Charlie, We're Pulling for You
James E. O'Neal is Technology Editor of TV Technology.
Shortly before press time word reached me that Charles E. Anderson was seriously ill following some recent surgery, and is currently in hospice care.
Now if you don't know who Charlie Anderson is, you should. He made his mark on the industry as part of the six-person team that, 56 years ago this month, gave us the world's first successful videotape recorder.
In an age where video recording is ubiquitous, few have an appreciation of how difficult it once was. I'll save you the full history, but—in short—several groups set out to perfect a system for saving video to magnetic tape, but only one succeeded. That was the Ampex team on which Charlie was a key player.
Charlie Anderson. Photo courtesy Tom Stoffel Ampex's early VTR project had been on-again/off-again for a couple of years due to budget constraints, but in late 1954 a green light was finally given to team leader Charles Ginsburg to move ahead. Anderson joined the group then and was assigned the task of improving the recorder's S/N performance. The initial approach involved an amplitude-modulated signal system. Charlie realized that even with heavy AGC, there would still be problems in handling widely different signal levels from the segmented head recording approach. He suggested frequency modulation.
This initially met with some amount of resistance, as what he proposed was a "voodoo" FM system with the carrier frequency only slightly removed from the upper modulating frequencies.

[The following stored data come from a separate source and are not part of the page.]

PR #379, opened 2020-09-16
 added files to master with updated structures in most of the package…

vijayrap:
added files to master with updated structures in most of the packages like Podconfiguration etc

All the changes in the related to R2008 are their, except that in the test cases there is some major updates in master as per the HA requirements.

Request to check


rkoverzin (approved):

lrebeja (approved):
As discussed approving without UTs and expect it next review.

psykulsk:
@vijayrap please use the squash and merge option when merging pull requests. It makes the commit history more clean. Now  we have multiple commits in the master history that say things like: "fix", "add file", "fix" etc.

PR #382, opened 2020-09-17
Vrouter improvements

psykulsk:
This PR modifies the spec of vrouter pod in a way that the PHYSICAL_INTERFACE environment variable is set using a reference to annotation instead of taking a value from a ConfigMap. This way, each pod can have a different value of this env var. Previously all pods under the same vrouter custom resource had to use the same value of this env var, so all nodes had to have the same name of the physical interface.

Additionally there is the option to set the physicalInterface via service configuration. It then overrides the value set by the annotation with a value from the config map. I'm not sure about the use-case of it (maybe when nodes have multiple interfaces), but it was there before, so I left it.

I also added a pod anti-affinity so that two vrouter pods will not be scheduled on the same node. This could happen for example if a node would have both the master and worker label and there were to vrouter CRs, one with nodeSelector for master label, and another with nodeSelector for the worker label.

### DIFF
--- a/pkg/apis/contrail/v1alpha1/vrouter_types.go
+++ b/pkg/apis/contrail/v1alpha1/vrouter_types.go
@@ -325,7 +325,6 @@ func (c *Vrouter) InstanceConfiguration(request reconcile.Request,
 	sort.SliceStable(podList.Items, func(i, j int) bool { return podList.Items[i].Status.PodIP < podList.Items[j].Status.PodIP })
 	var data = make(map[string]string)
 	for idx := range podList.Items {
-		// GENERATE configmaps peor pod (at least the one with ENV vars)
 		hostname := podList.Items[idx].Annotations["hostname"]
 		physicalInterfaceMac := podList.Items[idx].Annotations["physicalInterfaceMac"]
 		prefixLength := podList.Items[idx].Annotations["prefixLength"]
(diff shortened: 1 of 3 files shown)


pkg/apis/contrail/v1alpha1/vrouter_types.go
```diff
@@ -134,6 +134,19 @@ func (c *Vrouter) PrepareDaemonSet(ds *appsv1.DaemonSet,
...
+				LabelSelector: &metav1.LabelSelector{
+					MatchExpressions: []metav1.LabelSelectorRequirement{{
+						Key:      instanceType,
+						Operator: "Exists",
+					}},
+				},
+				TopologyKey: "kubernetes.io/hostname",
+			}},
+		},
+	}
```
Dysproz, line 149: Does it make sense since DaemonSet runs single replica on every node?

Dysproz (changes requested):

pkg/apis/contrail/v1alpha1/vrouter_types.go
psykulsk: Yes because on Openshift we have 2 vrouter daemonsets. Have a look at the explanation in description.

Dysproz (approved):

mfigurski (approved):

PR #394, opened 2020-09-22
Refactor config generation

psykulsk:
I modified the ControlClusterConfiguration and ConfigClusterConfiguration structures. Before, different strings containing formatted lists of IPs or endpoints were stored in the struct (comma separated, space separated, comma separated with quotes etc.).  

I modified it so that only the actual data is stored in the struct and strings in the required formats are generated just before the template is executed (using helper functions), so only the relevant data is passed in the struct. 

I believe that it simplifies the code and will also make it easier to add the static configuration capabilities to different custom resources.

In future PRs other ClusterConfiguration structs will be similarly refactored.

### DIFF
--- a/pkg/apis/contrail/v1alpha1/templates/templates_helper_functions.go
+++ b/pkg/apis/contrail/v1alpha1/templates/templates_helper_functions.go
@@ -28,6 +28,9 @@ func EndpointList(ips []string, port int) []string {
 }
 
 func EndpointListCommaSeparated(ips []string, port int) string {
+	if len(ips) == 0 {
+		return ""
+	}
 	portStr := strconv.Itoa(port)
 	endpointList := strings.Join(ips, ":"+portStr+",")
 	endpointList = endpointList + ":" + portStr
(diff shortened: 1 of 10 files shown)


pkg/apis/contrail/v1alpha1/templates/templates_helper_functions.go
```diff
@@ -0,0 +1,49 @@
+package templates
```
Dysproz, line 1: Cannot these separate functions be more universal?
For example I've created something like that:
```
func joinServerList(servers []string, port *int, sep string) string {
	if port != nil {
		strPort := strconv.Itoa(*port)
		return strings.Join(servers, ":"+strPort+sep) + ":" + strPort
	}
	return strings.Join(servers, sep)

```

Because in case that we'd need to use different separator or sth then we'll have to make new function

psykulsk: Done. Left the separate functions, but they both call a common function that accepts the separator as the argument.

shifali19 (approved):

psykulsk:
recheck

Dysproz:
Still there are separate methods for everything :<

Dysproz (approved):

PR #399, opened 2020-09-25
Fix command configuration file

shifali19:


kabart (approved):

pkg/k8s/config_map.go
```diff
@@ -33,7 +33,9 @@ func (c *ConfigMap) EnsureExists(dataSetter configMapFiller) error {
 		return err
 	}
 	_, err = controllerutil.CreateOrUpdate(context.Background(), c.client, cm, func() error {
-		cm.Data = map[string]string{}
+		if len(cm.Data) == 0 {
```
katrybacka, line 36: I think the change should be not here but in generation of the config map in Command since right now  i see that we are invoking EnsureExists method on config map which actually appends some data to the config map instead of non-incrementaly change it. The question is how this can affect other config maps? and moreover when I see that we are ensuring that a specific config map exist I understand it like the content of it will be how I see it in dataSetter. I'm not saying its a bad solution because it is working but I would suggest  not to change the interface of our k8s.ConfigMap but instead in command controller iterate over pods fill the Config map correctly for all of them and update the config map once. It will be even faster since we will reduce number of API calls.

katrybacka (changes requested):

shifali19:
recheck

pkg/k8s/config_map.go
shifali19: Done

pkg/controller/command/command_config.go
```diff
@@ -23,11 +37,30 @@ type commandConf struct {
...
+			CAFilePath:      c.CAFilePath,
+			PGPassword:      c.PGPassword,
+		}
+		conf.fillConfigMapForPod(cm)
+	}
+}
+
+func (c *commandPodConf) fillConfigMapForPod(cm *core.ConfigMap) {
 	cm.Data["command-app-server"+c.HostIP+".yml"] = c.executeTemplate(commandConfig)
 	cm.Data["entrypoint.sh"] = c.executeTemplate(commandEntrypoint)
```
katrybacka, line 60: entrypoint.sh is parameterized too and I see that it is overwritten here

katrybacka (changes requested):

pkg/controller/command/command_config.go
katrybacka: Now it's good

katrybacka (approved):

shifali19:
recheck

shifali19:
recheck

shifali19:
recheck

PR #402, opened 2020-09-28
Fix contrailCNI active status

Dysproz:
Quick fix for ContrailCNI active status which was not set to true after job complete.
Also removed unnecessary label for ContrailCNI from manager.


pkg/controller/manager/manager_controller.go
```diff
@@ -674,9 +674,6 @@ func (r *ReconcileManager) processContrailCNIs(manager *v1alpha1.Manager) error
 			oldContrailCNI.ObjectMeta = v1.ObjectMeta{
 				Namespace: manager.Namespace,
 				Name:      *existingContrailCNI.Name,
-				Labels: map[string]string{
-					"contrail_cluster": "cluster1",
-				},
```
psykulsk, line 679: Now it will delete any ContrailCNI object in the namespace. Shouldn't it delete only the one in the same "contrail_cluster" as the current Manager?

psykulsk (changes requested):

pkg/controller/manager/manager_controller.go
Dysproz: Done - for all resources

psykulsk (approved):

pkg/controller/manager/manager_controller.go
```diff
@@ -381,6 +387,9 @@ func (r *ReconcileManager) processWebui(manager *v1alpha1.Manager, replicas *int
 			oldWebUI.ObjectMeta = v1.ObjectMeta{
 				Namespace: manager.Namespace,
 				Name:      *manager.Status.Webui.Name,
+				Labels: map[string]string{
```
kaweue, line 390: Why is this required?

Dysproz: because manager adds label with its name to created resources which points to this manager as owner. So in case there would be other WebUI created by e.g. *cluster2* manager and we process this Delete without labels from *cluster1* manager then it'll delete *cluster2's* WebUI. Labels will protect resources created by other managers

kaweue: smart

kaweue (approved):

PR #405, opened 2020-09-29
Remove invalid owner references

psykulsk:
Resources created by our controllers are still sometimes being deleted by the kubernetes garbage collector. The cause is the same as with this PR https://github.com/Juniper/contrail-operator/pull/277 , please refer to the description there. But this time the owner references are set on the ClusterRole and ClusterRoleBinding objects which are cluster-scoped, so they can't have an namespace scoped owner like our CustomResources.

To trigger the garbage collection kill the pid 1 process inside all kube-controller-manager containers:
On Openshift:
```
kubectl get pod -n openshift-kube-controller-manager -o jsonpath='{range .items[*]}{.metadata.name}{"\n"}{end}' | grep kube-controller-manager-ip | xargs -I% kubectl exec -n openshift-kube-controller-manager % bash -- -c 'kill 1'
```

On kind (do it for all replicas):
```
kubectl exec -it -n kube-system     kube-controller-manager-kind-control-plane sh -- -c 'kill 1'
```

### DIFF
--- a/pkg/apis/contrail/v1alpha1/base_types.go
+++ b/pkg/apis/contrail/v1alpha1/base_types.go
@@ -206,10 +206,6 @@ func CreateAccount(accountName string, namespace string, client client.Client, s
 				},
 			}},
 		}
-		err = controllerutil.SetControllerReference(owner, clusterRole, scheme)
-		if err != nil {
-			return err
-		}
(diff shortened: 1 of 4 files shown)


psykulsk:
recheck ha

Dysproz (approved):

kaweue (approved):

PR #409, opened 2020-10-07
Add hostnames of other nodes to host aliases

kaweue:


kaweue:
recheck

Dysproz:
recheck ha

deploy/1-create-operator.yaml
```diff
@@ -79,7 +79,7 @@ rules:
 - apiGroups:
   - contrail
   resources:
-  - '*'
+  - contrailcnis
```
Dysproz, line 82: Why this change?

pkg/apis/contrail/v1alpha1/base_types.go
```diff
@@ -100,6 +100,12 @@ type PodConfiguration struct {
 	// +k8s:conversion-gen=false
 	// +optional
 	HostNetwork *bool `json:"hostNetwork,omitempty" protobuf:"varint,11,opt,name=hostNetwork"`
+	// HostAliases is an optional list of hosts and IPs that will be injected into the pod's hosts
+	// file if specified. This is only valid for non-hostNetwork pods.
```
katrybacka, line 104: non-hostNetwork pods?

kaweue: It looks like this comment is not true. It was copy passed from core/v1/types.go.
However this is supported for hostnetworking:
https://github.com/kubernetes/kubernetes/commit/4edd92f26d812c2bc7b7442e6a553ca3f60a4a8e

kaweue: I will delete that sentence from this comment

deploy/1-create-operator.yaml
kaweue: I just run ./create_manifest.sh

kaweue: I will change that in deploy/role.yaml

kaweue:
recheck ha

pkg/apis/contrail/v1alpha1/base_types.go
kaweue: done

deploy/1-create-operator.yaml
kaweue: done

katrybacka (approved):

psykulsk:
recheck ha

Dysproz (approved):

PR #468, opened 2020-11-20
Change clientset to use config from config.GetConfig()

Janek3d:
During debugging in VS Code on cluster deployed on AWS, I was getting error that GetClientset function could not locate kubeconfig file despite providing "kubeconfig" flag and "KUBECONFIG" variable in launch.json file. After some digging I found that GetClientset uses getClientConfig function which was simply ignoring this flag and variable. I decided to get clientsert by using more direct function GetClientsetFromConfig and config gathered by config.GetConfig. I also deleted GetConfig function which was not used anywhere.


Dysproz (approved):
Great input Janusz!

cmd/manager/main.go
```diff
@@ -91,7 +91,7 @@ func main() {
 		os.Exit(1)
 	}
 
-	clientset, err := v1alpha1.GetClientset()
+	clientset, err := v1alpha1.GetClientsetFromConfig(cfg)
```
kaweue, line 94: In my opinion you can also delete `GetClientsetFromConfig` and move `clientset, err := kubernetes.NewForConfig(config)` here. I really don't see a point of having a function that only calls one other function.

kaweue (changes requested):

cmd/manager/main.go
Janek3d: I changed it to `kubernetes.NewForConfig(cfg)`.

kaweue (approved):

PR #470, opened 2020-11-24
Add Service Type to Swift Proxy configuration.

kabart:


pkg/controller/swiftproxy/swiftproxy_controller.go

The video head frequency response limitations also meant that the upper sidebands would not be recorded.
After several months Charlie finally won out (he revealed to me in a 2006 interview that he "pestered" Ginsburg until he got his way), and was allowed to build the odd-ball FM system. He showed it for the first time in early February 1955, and results were so good that AM was never mentioned again.
Fast forward another year and Ginsburg's team was handed a mandate to demo their machine at the upcoming NARTB (now NAB) Show. Charlie was given the job of making the bailing wire prototype look presentable enough to show to broadcasters. His created the "Mark IV," which was revealed to the world on the morning of April 14, 1956. It was also Charlie who was assigned the task of "covertly"—the bulky machine was initially concealed by a curtain—recording and playing back a short speech hinting of a technological breakthrough delivered by William Lodge, CBS's vice president of television engineering.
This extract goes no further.